Why should women feel miserable during menopause, if they don't need to?

Why should women feel miserable during menopause, if they don't need to?

The onset of menopause is something most women dread. Along with their physical symptoms, their sex lives with their partners can often also be affected.

Years ago, every woman was prescribed hormone replacement therapy (HRT) as soon as they reached menopause.

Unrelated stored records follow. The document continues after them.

Issue #1243, opened 2017-10-03
OstreeRepoListRefsExtFlags GIR changed


dbnicholson:
The GIR for OstreeRepoListRefsExtFlags changed from `enumeration` to `bitfield`. Here's what I have from a 2016.15 system:
```
    <enumeration name="RepoListRefsExtFlags"
                 c:type="OstreeRepoListRefsExtFlags">
      <member name="repo_list_refs_ext_none"
              value="0"
              c:identifier="OSTREE_REPO_LIST_REFS_EXT_NONE">
        <doc xml:space="preserve">No flags.</doc>
      </member>
    </enumeration>
```
And from a 2017.11 system:
```
    <bitfield name="RepoListRefsExtFlags" c:type="OstreeRepoListRefsExtFlags">
      <member name="none"
              value="0"
              c:identifier="OSTREE_REPO_LIST_REFS_EXT_NONE">
        <doc xml:space="preserve">No flags.</doc>
      </member>
      <member name="aliases"
              value="1"
              c:identifier="OSTREE_REPO_LIST_REFS_EXT_ALIASES">
        <doc xml:space="preserve">Only list aliases.  Since: 2017.10</doc>
      </member>
      <member name="exclude_remotes"
              value="2"
              c:identifier="OSTREE_REPO_LIST_REFS_EXT_EXCLUDE_REMOTES">
        <doc xml:space="preserve">Exclude remote refs.  Since: 2017.11</doc>
      </member>
    </bitfield>
```
These were built on different systems, so perhaps this is a change in `g-ir-scanner`. However, maybe this change was due to 7ed881b.

cgwalters:
Hm yes...fun.  It was indeed that commit.  The values are ABI compatible from a C perspective, but not IABI obviously.  The value was *named* `Flags` but was missing one of the magic bits like `/* flags */` or just using left shifts to convince gtk-doc/g-ir-scanner that it was flags.

cgwalters:
Did you have a static analysis tool that noticed this IABI change, or did a script actually break?

dbnicholson:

It was the standard treatment for women with symptoms like hot flushes, night sweats, vaginal dryness and loss of sex drive (libido). It was also thought to have long-term benefits in preventing heart disease, osteoporosis and possibly dementia.

Oestrogen and progesterone are hormones that play an important role in a woman's body and when levels fall around menopause a range of physical and emotional symptoms is triggered. HRT helps to restore hormonal levels, allowing the body to function normally again.

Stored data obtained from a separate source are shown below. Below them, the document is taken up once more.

PR #2091, opened 2020-05-06
commit: Add --mode-ro-executables

cgwalters:
I think we should encourage removing the writable bits from
executables.  This has happened to me:
https://thomask.sdf.org/blog/2019/11/09/take-care-editing-bash-scripts.html

And not having the writable bit may help prevent hardlink
corruption with OSTree in some cases.

We can't do this by default, but add a convenient CLI flag
for it.

### DIFF
--- a/src/ostree/ot-builtin-commit.c
+++ b/src/ostree/ot-builtin-commit.c
@@ -56,6 +56,7 @@ static gboolean opt_no_xattrs;
 static char *opt_selinux_policy;
 static gboolean opt_selinux_policy_from_base;
 static gboolean opt_canonical_permissions;
+static gboolean opt_ro_executables;
 static gboolean opt_consume;
 static gboolean opt_devino_canonical;
 static char *opt_base;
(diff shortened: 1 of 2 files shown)


src/ostree/ot-builtin-commit.c
```diff
@@ -111,6 +112,7 @@ static GOptionEntry options[] = {
   { "owner-uid", 0, 0, G_OPTION_ARG_INT, &opt_owner_uid, "Set file ownership user id", "UID" },
   { "owner-gid", 0, 0, G_OPTION_ARG_INT, &opt_owner_gid, "Set file ownership group id", "GID" },
   { "canonical-permissions", 0, 0, G_OPTION_ARG_NONE, &opt_canonical_permissions, "Canonicalize permissions in the same way bare-user does for hardlinked files", NULL },
+  { "mode-w-xor-x", 0, 0, G_OPTION_ARG_NONE, &opt_mode_w_xor_x, "Ensure executable files are not writable", NULL },
```
jlebon, line 115: Hmm, that's a bit cryptic (also I think it's technically a nand, not a xor :) ). Maybe something like `--ro-executables`?

tests/basic-test.sh
```diff
@@ -541,6 +541,24 @@ fi
...
+cd ${test_tmpdir}
+rm test2-checkout -rf
+$OSTREE checkout test2 test2-checkout
+cd test2-checkout
+touch user-wx
+chmod 0755 user-wx
+touch group-wx
+chmod 0575 group-wx
+touch both-wx
+chmod 0775 both-wx
```
jlebon, line 553: Maybe a sanity-check that a writable but not executable file doesn't get its write perms stripped?

src/ostree/ot-builtin-commit.c
cgwalters: "xor" is about the "rule" and not the operation - https://en.wikipedia.org/wiki/W%5EX

jlebon: Ahh gotcha, didn't realize that.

For many years, HRT was even seen as a fountain of youth that would keep women healthy and sexy long after menopause.

This all changed in 2002 when a $1 billion Women's Health Initiative study in the US was halted when researchers noticed an unexpectedly high rate of breast cancer and heart disease among women taking part in the research.

This alarming finding frightened millions of women and their doctors away from hormone therapy at menopause.

Gynaecologist John Eden, head of the Sydney Menopause Centre at the Royal Hospital for Women, disputed the findings.

Dr Eden said the majority of the participants in the study had been over 60, were not newly menopausal and would not normally be treated. He was among clinicians around the world who believed the results of the study were exaggerated and widely misinterpreted.

A decade later, medical professionals agree that the 2002 findings were flawed and that hormone replacement therapy may not be as risky as once believed. Several studies have been undertaken and the latest, the Kronos  early estrogen prevention study was presented at the 23rd annual meeting of the North American Menopause Society in Florida in October.

In this study involving more than 700 women researchers concluded that oestrogen/progesterone treatment started soon after menopause appeared to be safe, relieved many of the symptoms of menopause, and improved mood, bone density, and several markers of cardiovascular risk.

Confusion persists among women and medical professionals about the best treatment for menopause.

I have spoken to many women who have been too frightened to take HRT but suffer from symptoms affecting their libido and their relationship with their partners.

Australasian Menopause Society president, Jane Elliot, says women should have easy access to HRT.

"A whole decade of women have missed out on this treatment," she says. "It is not for everyone. It's not a panacea, but it certainly should be something women feel they can consider."

Dr Elliott says the warnings on products are "extreme".

One in eight women do not receive treatment, according to Dr Eden, and experience severe flushing for many years.

He says he prescribes anti-depressants more frequently now than 10 years ago. "Having 10 to 20 hot flushes an hour, day and night, without relief, is enough make anyone depressed."

I've always suspected that medical professionals were worried about writing scripts for HRT because of the 2002 report and fears that amounted to a scare campaign.

This was confirmed in a recent Sun Herald article about Sydney GP, Ginni Mansberg. She and many of her female GP contemporaries prescribed it for themselves – even though they don't for patients, out of fear for being sued.

Dr Mansberg says: "Menopause is a 10-year process for a lot of women and they should have the option of HRT.

"The panic is so out of control that women are walking around with no sleep; they can't function and they feel old and have no sexual function."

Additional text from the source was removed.